TASK DIRECTIONS: Reproduce the listing verbatim.

RECORD EXCERPTS:
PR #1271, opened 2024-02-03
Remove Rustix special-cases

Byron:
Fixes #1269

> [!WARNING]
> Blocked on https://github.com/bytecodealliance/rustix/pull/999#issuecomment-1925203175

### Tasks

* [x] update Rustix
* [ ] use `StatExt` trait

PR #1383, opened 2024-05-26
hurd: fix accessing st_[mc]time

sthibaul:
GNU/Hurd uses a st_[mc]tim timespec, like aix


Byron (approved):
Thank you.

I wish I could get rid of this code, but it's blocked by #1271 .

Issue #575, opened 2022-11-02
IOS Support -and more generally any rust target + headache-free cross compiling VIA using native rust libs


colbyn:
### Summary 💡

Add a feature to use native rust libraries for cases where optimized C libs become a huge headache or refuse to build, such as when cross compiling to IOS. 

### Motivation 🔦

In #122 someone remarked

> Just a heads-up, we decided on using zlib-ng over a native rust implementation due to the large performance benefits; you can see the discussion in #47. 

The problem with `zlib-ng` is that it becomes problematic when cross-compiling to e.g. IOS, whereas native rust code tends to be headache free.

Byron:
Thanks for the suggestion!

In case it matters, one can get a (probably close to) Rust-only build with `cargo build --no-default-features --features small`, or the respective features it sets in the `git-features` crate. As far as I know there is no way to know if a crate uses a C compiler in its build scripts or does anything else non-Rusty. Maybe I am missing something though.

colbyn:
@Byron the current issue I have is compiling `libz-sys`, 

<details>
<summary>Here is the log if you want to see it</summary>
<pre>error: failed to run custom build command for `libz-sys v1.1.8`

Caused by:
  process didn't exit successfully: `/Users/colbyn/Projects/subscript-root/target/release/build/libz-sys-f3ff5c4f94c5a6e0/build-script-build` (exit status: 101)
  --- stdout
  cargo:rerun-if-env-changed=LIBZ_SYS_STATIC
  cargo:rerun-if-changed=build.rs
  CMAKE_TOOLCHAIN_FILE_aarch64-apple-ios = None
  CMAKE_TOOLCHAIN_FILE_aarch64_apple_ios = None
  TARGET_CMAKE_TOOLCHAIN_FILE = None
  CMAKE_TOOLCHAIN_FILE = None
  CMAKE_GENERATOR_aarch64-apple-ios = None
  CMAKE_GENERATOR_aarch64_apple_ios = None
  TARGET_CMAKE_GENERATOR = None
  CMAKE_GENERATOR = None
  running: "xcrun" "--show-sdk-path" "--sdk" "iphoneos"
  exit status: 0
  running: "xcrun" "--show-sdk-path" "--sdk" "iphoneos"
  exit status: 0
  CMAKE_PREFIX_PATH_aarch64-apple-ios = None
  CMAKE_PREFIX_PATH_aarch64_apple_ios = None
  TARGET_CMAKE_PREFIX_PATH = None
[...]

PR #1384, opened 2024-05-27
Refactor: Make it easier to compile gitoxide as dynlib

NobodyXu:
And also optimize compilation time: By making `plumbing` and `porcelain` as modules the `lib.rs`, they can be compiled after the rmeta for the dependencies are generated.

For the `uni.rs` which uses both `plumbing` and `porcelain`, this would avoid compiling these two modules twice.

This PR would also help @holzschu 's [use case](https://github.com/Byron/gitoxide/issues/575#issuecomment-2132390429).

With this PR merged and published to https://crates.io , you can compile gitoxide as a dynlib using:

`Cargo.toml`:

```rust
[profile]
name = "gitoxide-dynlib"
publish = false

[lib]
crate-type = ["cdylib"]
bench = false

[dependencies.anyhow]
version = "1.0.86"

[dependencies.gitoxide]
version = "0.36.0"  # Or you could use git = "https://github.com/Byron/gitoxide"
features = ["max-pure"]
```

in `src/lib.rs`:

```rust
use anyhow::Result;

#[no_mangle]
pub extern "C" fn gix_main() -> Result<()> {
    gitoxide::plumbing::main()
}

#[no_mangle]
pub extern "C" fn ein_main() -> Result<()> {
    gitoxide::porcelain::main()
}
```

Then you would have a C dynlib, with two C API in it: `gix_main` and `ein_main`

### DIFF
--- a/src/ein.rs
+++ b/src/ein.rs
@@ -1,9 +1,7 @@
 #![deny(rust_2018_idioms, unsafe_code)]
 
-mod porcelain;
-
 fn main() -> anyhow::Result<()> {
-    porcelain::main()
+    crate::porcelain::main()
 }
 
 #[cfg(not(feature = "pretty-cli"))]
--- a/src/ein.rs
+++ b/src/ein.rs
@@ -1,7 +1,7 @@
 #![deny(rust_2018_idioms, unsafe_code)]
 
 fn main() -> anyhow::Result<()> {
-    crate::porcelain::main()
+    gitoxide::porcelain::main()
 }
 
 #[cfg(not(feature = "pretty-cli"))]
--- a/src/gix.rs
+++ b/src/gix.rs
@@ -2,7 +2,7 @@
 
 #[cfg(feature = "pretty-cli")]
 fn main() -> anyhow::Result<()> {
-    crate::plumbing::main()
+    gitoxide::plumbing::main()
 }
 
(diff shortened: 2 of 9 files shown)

EXERCISE OUTPUT:
PR #1271, opened 2024-02-03
Remove Rustix special-cases

Byron:
Fixes #1269

> [!WARNING]
> Blocked on https://github.com/bytecodealliance/rustix/pull/999#issuecomment-1925203175

### Tasks

* [x] update Rustix
* [ ] use `StatExt` trait

PR #1383, opened 2024-05-26
hurd: fix accessing st_[mc]time

sthibaul:
GNU/Hurd uses a st_[mc]tim timespec, like aix


Byron (approved):
Thank you.

I wish I could get rid of this code, but it's blocked by #1271 .

Issue #575, opened 2022-11-02
IOS Support -and more generally any rust target + headache-free cross compiling VIA using native rust libs


colbyn:
### Summary 💡

Add a feature to use native rust libraries for cases where optimized C libs become a huge headache or refuse to build, such as when cross compiling to IOS. 

### Motivation 🔦

In #122 someone remarked

> Just a heads-up, we decided on using zlib-ng over a native rust implementation due to the large performance benefits; you can see the discussion in #47. 

The problem with `zlib-ng` is that it becomes problematic when cross-compiling to e.g. IOS, whereas native rust code tends to be headache free.

Byron:
Thanks for the suggestion!

In case it matters, one can get a (probably close to) Rust-only build with `cargo build --no-default-features --features small`, or the respective features it sets in the `git-features` crate. As far as I know there is no way to know if a crate uses a C compiler in its build scripts or does anything else non-Rusty. Maybe I am missing something though.

colbyn:
@Byron the current issue I have is compiling `libz-sys`, 

<details>
<summary>Here is the log if you want to see it</summary>
<pre>error: failed to run custom build command for `libz-sys v1.1.8`

Caused by:
  process didn't exit successfully: `/Users/colbyn/Projects/subscript-root/target/release/build/libz-sys-f3ff5c4f94c5a6e0/build-script-build` (exit status: 101)
  --- stdout
  cargo:rerun-if-env-changed=LIBZ_SYS_STATIC
  cargo:rerun-if-changed=build.rs
  CMAKE_TOOLCHAIN_FILE_aarch64-apple-ios = None
  CMAKE_TOOLCHAIN_FILE_aarch64_apple_ios = None
  TARGET_CMAKE_TOOLCHAIN_FILE = None
  CMAKE_TOOLCHAIN_FILE = None
  CMAKE_GENERATOR_aarch64-apple-ios = None
  CMAKE_GENERATOR_aarch64_apple_ios = None
  TARGET_CMAKE_GENERATOR = None
  CMAKE_GENERATOR = None
  running: "xcrun" "--show-sdk-path" "--sdk" "iphoneos"
  exit status: 0
  running: "xcrun" "--show-sdk-path" "--sdk" "iphoneos"
  exit status: 0
  CMAKE_PREFIX_PATH_aarch64-apple-ios = None
  CMAKE_PREFIX_PATH_aarch64_apple_ios = None
  TARGET_CMAKE_PREFIX_PATH = None
[...]

PR #1384, opened 2024-05-27
Refactor: Make it easier to compile gitoxide as dynlib

NobodyXu:
And also optimize compilation time: By making `plumbing` and `porcelain` as modules the `lib.rs`, they can be compiled after the rmeta for the dependencies are generated.

For the `uni.rs` which uses both `plumbing` and `porcelain`, this would avoid compiling these two modules twice.

This PR would also help @holzschu 's [use case](https://github.com/Byron/gitoxide/issues/575#issuecomment-2132390429).

With this PR merged and published to https://crates.io , you can compile gitoxide as a dynlib using:

`Cargo.toml`:

```rust
[profile]
name = "gitoxide-dynlib"
publish = false

[lib]
crate-type = ["cdylib"]
bench = false

[dependencies.anyhow]
version = "1.0.86"

[dependencies.gitoxide]
version = "0.36.0"  # Or you could use git = "https://github.com/Byron/gitoxide"
features = ["max-pure"]
```

in `src/lib.rs`:

```rust
use anyhow::Result;

#[no_mangle]
pub extern "C" fn gix_main() -> Result<()> {
    gitoxide::plumbing::main()
}

#[no_mangle]
pub extern "C" fn ein_main() -> Result<()> {
    gitoxide::porcelain::main()
}
```

Then you would have a C dynlib, with two C API in it: `gix_main` and `ein_main`

### DIFF
--- a/src/ein.rs
+++ b/src/ein.rs
@@ -1,9 +1,7 @@
 #![deny(rust_2018_idioms, unsafe_code)]
 
-mod porcelain;
-
 fn main() -> anyhow::Result<()> {
-    porcelain::main()
+    crate::porcelain::main()
 }
 
 #[cfg(not(feature = "pretty-cli"))]
--- a/src/ein.rs
+++ b/src/ein.rs
@@ -1,7 +1,7 @@
 #![deny(rust_2018_idioms, unsafe_code)]
 
 fn main() -> anyhow::Result<()> {
-    crate::porcelain::main()
+    gitoxide::porcelain::main()
 }
 
 #[cfg(not(feature = "pretty-cli"))]
--- a/src/gix.rs
+++ b/src/gix.rs
@@ -2,7 +2,7 @@
 
 #[cfg(feature = "pretty-cli")]
 fn main() -> anyhow::Result<()> {
-    crate::plumbing::main()
+    gitoxide::plumbing::main()
 }
 
(diff shortened: 2 of 9 files shown)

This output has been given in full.